A plan starts to form in my mind, a plan for breaking out the Sword… goddess, do I really have to call him that? Now that I’m thinking about it, I might actually remember hearing about this man. What kind of an asshole goes by just “the Sword”? My nose wrinkles in disgust.
“Do you know his real name?” I ask. “I’m not calling him that.”
Lara looks at me like I’ve lost my mind. Fair enough. I don’t know that I’ve ever truly been in full possession of my wits.
“No one knows his real name. They just know he murders any and all followers of Sola.”
I grit my teeth. “I really wish you would stop saying that.”
We both glance at the nook in Lara’s wall where the Heskan pantheon sits, a tiny brazier glowing before them.
Nothing happens, and I exhale in quiet relief.
The fucking last thing I need right now is for Sola to manifest in Lara’s stone cottage. That would be rotten luck. And my life is already chock-full of shit luck.
I pace a few steps, tapping my chin with one hand, the other running along the edge of the sheathed dagger at my side. “Cottleside.”
“You’re going to want this,” Lara says. To my surprise, she tugs a green flowing cloak from a massive wood trunk where I thought she only kept knick-knacks and spell supplies. Damn, there might have been something in there worth pawning if I’d looked twice.
“What’s that?”
“A cloak,” she says, shaking it out and holding it out to me.
I roll my eyes. “No kidding.
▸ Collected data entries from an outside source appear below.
PR #4162, opened 2019-04-04
Making the BGE Donation Selector global

lparrott:
- Making the BGE Donation Selector component global so GEM can access it from Single Gift Entry.

# Critical Changes

# Changes

# Issues Closed

# New Metadata

# Deleted Metadata


lparrott:
Hey @ptewson-sfdo, since we switched from a "Lightning Page Tabs" to a "Lightning Component Tab", we can no longer access the Donation Selector component from Single Gift Entry. How do you feel about making this component global so we can re-use it in the GEM package?

PR #4168, opened 2019-04-09
CCI Flow: Deploy_Rollup_Testing

force2b:
Change the `config_acctsc_rollups` flow to `deploy_rollup_testing` and expand to include Payment Rollups and the 'CRLP_TEST_VALIDATE_ROLLUPS` apex class used to fully validate all rollup operations using Apex Anonymous. This has been tested as a complete testing solution against the rollup engine functionality. It is a complete flow that creates Account-Contact Soft Credit Rollups, Account Soft Credit Rollups, and Payment Rollups along with the test apex class needed to validate the entire engine. 

Note: There is no change to the Cumulus package code in this PR.

# Critical Changes

# Changes

# Issues Closed

# New Metadata

# Deleted Metadata


unpackaged/config/acctsc_rollups/customMetadata/Rollup.NPSP_AcctAccConSCCount.md
```diff
@@ -1,6 +1,6 @@
 <?xml version="1.0" encoding="UTF-8"?>
 <CustomMetadata xmlns="http://soap.sforce.com/2006/04/metadata" xmlns:xsi="http://www.w3.org/2001/XMLSchema-instance" xmlns:xsd="http://www.w3.org/2001/XMLSchema">
-    <label>Account: AccConSC - Last SC Amt</label>
+    <label>Account: AccConSC - Total Nomber Of</label>
```
davisagli: Nom nom nomber

force2b:
Thanks @davisagli. The CRLP Testing Script was already there and has been used on occasion, though primarily by me. Instructions for using the class are in the comments at the top of the class. This PR actually expands on what was there into a more complete and functional test suite. It creates all the necessary metadata to use the test script. To my knowledge nobody was using the old 'config_acctsc_rollups` flow. The new flow creates all of those Account Soft Credit rollups along with Payment Rollups, fixes the MembershipRollup Filter (for scratch orgs). One question I have is whether I should just combine the two folders (accsc_rollups and payment_rollups) into one?

davisagli:
@force2b yeah I think you're right about no one using the config_acctsc_rollups flow -- I added that as a demonstration of how to have a separate flow to handle deploying metadata selectively for QA purposes.

I agree this is a step forward and am okay with taking that step. I think the ideal end goal would be to run this as part of the ci_feature flow (so it runs during feature builds) and figure out how to have failures be reported to MetaCI similarly to other test failures. But, how much additional time would it add to the build?

Not approving the PR since someone else should probably review the Apex.

force2b:
Thanks @davisagli. I don't think this validation script will ever be one that we can automate. There are a lot of steps that take an indeterminate amount of time to complete, and each has to be executed as a separate code context - i.e., run one line at a time and wait for it to complete. It was built to be a manual validation script only. It would probably take least 10 to 15 minutes to complete, assuming that there were a way to automate.

@ptewson-sfdo Would you mind doing a quick review the apex class and approving. The class isn't in our code base. It's just in the unpackaged folder. Same class you previously reviewed. I just moved it to a different folder and fixed some problems.

davisagli:
@force2b what are the conditions in which it should be run? I'm wondering if we can at least automate reminding the developer that it exists under appropriate conditions.

force2b:
It's only needed when anything related to Customizable Rollups is modified. It doesn't currently cover every single configuration option in CRLP either. For example, it's not testing Chunk Mode processing (which might be hard with only 2 Accounts anyway) or Incremental (which also might be hard given that all records are created as part of the test). It does run Queueable, Skew and NonSkew jobs though.

The reason I'm checking in this new PR is that I was using the script to validate significant changes I'm making in another PR (crlp-api). As part of that I realized that there was a lot of setup work I had to do to get the script to run. This PR addresses that by creating the needed metadata (fields, rollups, filters) and fixes some inconsistencies I found in the test script. Basically this will get run every time we make any changes to CRLP (that's always been the case) Now it'll just be easier to run.

unpackaged/config/payment_rollups/classes/CRLP_TEST_VALIDATE_ROLLUPS.cls
```diff
@@ -680,140 +701,7 @@ public class CRLP_TEST_VALIDATE_ROLLUPS {
         rd.npe03__Next_Payment_Date__c = null;
         update rd;
     }
-
```
ptewson-sfdo: Is the idea that this removed createCustomRollups() method is being replaced by the cci task that sets up the rollups for you?

force2b: Yes. Most of that cci task metadata already exists. I just added a few extra types to it.

PR #4180, opened 2019-04-15
Enforce pay date and scheduled dates on payments. 

KietTruongSFDO:
# Critical Changes

# Changes
* We've created a new setting, “Enforce Accounting Data Consistency”, that requires users to set a Payment Date on paid payments and a Scheduled Date on unpaid payments. It can be found in Setup > Custom Settings > Contacts And Orgs Settings. This setting is also likely to control additional data validation and automation in the future.
# Issues Closed

# New Metadata
* Added a new field on "Contact and Orgs Setting" called "Enforce Accounting Rules"
* Added a new validation rule on Payment called "Require_Pay_Date_on_Paid_Payments"
* Added a new validation rule on Payment called "Require_Scheduled_Date_on_Unpaid_Payment"

# Deleted Metadata


force2b:
@KietTruongSFDO Using a validation rule isn't a pattern that we generally recommend in the NPSP and/or underlying packages. For example, in this case any customer can easily disable the Validation Rule in which case the Custom Settings that is supposed to control this wouldn't actually work as expected. Not to mention that you cannot guarantee that the VR's are active or functioning properly from a unit test since they cannot be controlled other than via the Custom Setting. 

We are just going through a relatively similar validation on the Payment object. In this case, it's important that both the Paid and Written-Off checkboxes are not checked at the same time. Though technically it would be possible to implement this as a validation rule, we quickly ruled that out because of the potential for customers being able to disable that rule - which would then cause all sort of accounting issues. Instead, this change will be implemented directly in the Payments trigger. I highly recommend you take the same approach for this. More information can be found at  [W-032340.](https://foundation--agf.na70.visual.force.com/a2x1E000008LmCcQAK)

cc @pedrodalcol

KietTruongSFDO:
Hi @force2b, thanks for letting me know. I'll update the code accordingly and refrain from using validation rules in the future.

force2b:
Thanks @KietTruongSFDO. Can you also @ mention the Wi for this on the W-032340 WI just in case work begins at the same time (to avoid/handle conflicts)? Thanks.

markross-sfdo:
@KietTruongSFDO I've updated the Changes text here. Please verify if it looks good!

jbrandolinisf:
Closing this pull request as invalid.  It was created with validation rules, rather than triggers.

It’s not my style.”
“It will help keep the curse from progressing too quickly.”
“Oh, really?” I side-eye her. “You just happened to have this on hand?”
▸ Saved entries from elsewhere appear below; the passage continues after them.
PR #6568, opened 2021-07-22
[RD2] Recurring Donation Change History

lparrott:
WI: [W-9547597](https://gus.lightning.force.com/a07AH000000QA8tYAG)

# Critical Changes

# Changes

- We added an Enable Recurring Donation Change History Setting in NPSP Settings -> Recurring Donations. When enabled, NPSP creates a Recurring Donation Change History record each time the amount, schedule, or campaign fields of a Recurring Donation are updated.

# Issues Closed

# Community Ideas Delivered

# New Metadata

Classes
- RD2_ChangeHistoryService.cls
- RD2_ChangeHistoryService_TEST.cls

# Deleted Metadata


force-app/main/default/classes/RD2_RecurringDonation.cls
```diff
@@ -166,6 +166,16 @@ public inherited sharing class RD2_RecurringDonation {
...
     }
 
+    /**
+    * @description Returns the annual value of this Recurring Donation based on the amount and schedule
+    * @return Decimal The annual value of this Recurring Donation
+    */
+    public Decimal getAnnualValue(){
+        Decimal yearlyFrequency = RD_Constants.PERIOD_TO_YEARLY_FREQUENCY.get(rd.npe03__Installment_Period__c);
+        Decimal installmentFrequency = rd.InstallmentFrequency__c;
+        return rd.npe03__Amount__c * (yearlyFrequency / installmentFrequency);
```
lparrott, line 176: This value gets weird in some edge cases (ex. donation every 3 weeks, or 17.33 donations per year), so we could take the Floor of the interval to get a consistent number, BUT the value provided here will be technically correct over the long term, since some years will have an extra donation.

force-app/main/default/classes/RD_Constants.cls
```diff
@@ -61,4 +61,13 @@ public class RD_Constants {
     public static final String INSTALLMENT_PERIOD_DAILY = 'Daily';
     public static final String INSTALLMENT_PERIOD_QUARTERLY = 'Quarterly';
 
+    public static final Map<String, Integer> PERIOD_TO_YEARLY_FREQUENCY = new Map<String, Integer>{
+      INSTALLMENT_PERIOD_YEARLY => 1,
+      INSTALLMENT_PERIOD_QUARTERLY => 4,
+      INSTALLMENT_PERIOD_MONTHLY => 12,
+      INSTALLMENT_PERIOD_FIRST_AND_FIFTEENTH => 24,
+      INSTALLMENT_PERIOD_WEEKLY => 52,
+      INSTALLMENT_PERIOD_DAILY => 365
```
lparrott, line 70: I don't want to hear about leap years, y'all 😆

force-app/main/default/objects/npe03__Recurring_Donations_Settings__c/fields/EnableChangeHistory__c.field-meta.xml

“I had a feeling I would need it.”
“But you couldn’t have told me not to drink from that damned cup ahead of time?”
“Would you have listened?” she asks drily.
I bite my lower lip. No. I wouldn’t have. I drank it, and it didn’t seem like I could help it. “It was a compulsion,” I tell her, and it sounds just as obnoxious as I imagined. “Will this really help?”
“Maybe. Hopefully.” She shrugs a shoulder, then smooths her hands over the deep purple bodice of her dress. “At the very least, it will help keep you warm.”
I gnaw my lower lip. I’ll wear the damned cloak if it even gives me the slightest edge over the stupid curse.
Impulsively, I tuck Lara into my arms and she stiffens slightly at the hug before patting me awkwardly on the back.
“Thank you,” I murmur. “You’re my best friend.”
She sighs as she pulls away, and her expression is pitying. “I’m your only friend.”
“Doesn’t mean you’re not the best,” I say, fastening the cloak around my neck. “I’ll see you when I see you,” I tell her glibly, grabbing my beat-up leather satchel from where I hung it by her front door.
“I’ll be here if you need me. Be careful, Kyrie,” she says, her forehead creasing with worry.
“I’m dead either way,” I tell her cheerfully, the door closing behind me. Chill night air blasts me in the face, and I spare a thought for Lara as I mount my grey horse. Well, horse is a generous term. An umbrella term. The truth is he’s much closer to a mule.
Mushroom whickers at me and I pat his neck.
“I have more than one friend,” I tell him as he picks up the pace, trotting merrily down the muddy dirt path and towards Cottleside in Leinia. “In fact, we’re heading to him now, Mushroom, because he owes me a favor… and because I’m fairly certain he has exactly what we need to break into Cottleside. A few Shukan charges would do it, don’t you think?”
The magic explosives will definitely make a statement, and a brittle smile curls my lips.